[PYTHON] Overlay and visualize Geo data and statistical data

This article wrote the December 23rd article of Data Visualization Advent Calendar on the 30th. Well there is.

In this article, I would like to display the estimated future population of each prefecture on a map of Japan. If you use e-stats, you can get the estimated population of each prefecture from 2020 to 2045, and plot it on the map with animation.

Use folium and plotly to plot the map.

environment

Google Colaboratory plotly
geopandas shapely folium

First, get the data of prefectures

First, to plot the prefecture, get the position data. I was wondering if there was data on the location of the prefectural office of each prefecture, so let's create and plot the data for the center of each prefecture using Administrative Area Data of National Land Numerical Information of the Ministry of Land, Infrastructure, Transport and Tourism. I think.
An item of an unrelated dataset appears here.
Issue #779, opened 2021-11-16
Cross page section link using labels don't expand to the section title


NathanReb:
When cross referencing a section from a different page without a specified text for the link, the label will not be expanded into the corresponding section's title.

First, download the zip file at the bottom to get the national data.

Image from Gyazo

Then, when you unzip the file, 7 data will appear as follows.

Image from Gyazo

Then load the geojson file with the geopandas read_file method. As you can see next, the data has 115,000 lines of prefecture names, location data, etc.

Image from Gyazo

Next, check the coordinate reference system. EPSG: 6668. According to Linked data, it seems to be called Japan Geodetic System 2011. It seems that western Japan and eastern Japan are different. I want to use "World Geodetic System 1984" for data visualization, so I will change the CRS.

Image from Gyazo

By the way, the data you want to create is the center data of the prefecture, so roughly combine all the polygons of the prefecture and take the center point there. Use shapely for that. The following code is an example using data from Hokkaido.

#Create a data frame only for Hokkaido
hokkaido = data[data['N03_001'] == 'Hokkaido']
#Create a MultiPolygon with all the geometry values ​​of Hokkaido and take the center point
center_hokkaido = shapely.geometry.MultiPolygon(hokkaido.geometry.values).centroid 

Next, visualize the center point using folium.

#Create a map object and place the center point you created earlier on the center point
m = folium.Map([center_hokkaido.y, center_hokkaido.x], zoom_start=8)
#Place a marker at the specified point
folium.Marker([center_hokkaido.y, center_hokkaido.x]).add_to(m)

Image from Gyazo

Well, I can make something that looks like a center point, so for the time being, I will create position data for each prefecture using this method. Here, we will loop around to store the prefecture name, longitude and latitude in the list, and create a GeoDataFrame.

ken_list = list()
center_list = list()
for ken in data['N03_001'].unique():
  ken_data = data[data['N03_001'] == ken]
  ken_center = shapely.geometry.MultiPolygon(ken_data.geometry.values).centroid
  ken_list.append(ken)
  center_list.append(ken_center)

ken_data = gpd.GeoDataFrame()
ken_data['name'] = ken_list 
ken_data['geometry'] = center_list
ken_data = ken_data.set_index('name')

Created data

Image from Gyazo

Acquisition of future estimated population data

Obtain future estimated population data for each prefecture from e-stats. Download from the same page, delete unnecessary columns and simply recreate the column name.

jinko = pd.read_csv('/content/FEI_PREF_201230204425.csv', encoding='shift_jis')
jinko = jinko.drop(['Survey year', '/item'], axis=1)
jinko.columns = ['area', 2020, 2025, 2030, 2035, 2040, 2045]
jinko = jinko.set_index('area')
jinko_t = jinko.T 
jinko_t = jinko_t / jinko_t.loc[2020] * 100
jinko = jinko_t.T  

Data that can be done.

Image from Gyazo

Location data and estimated population data

Stick the two data together. It's easy with the merge method. Below, after joining the two data based on the index, we create columns for longitude and latitude and delete the geometry column.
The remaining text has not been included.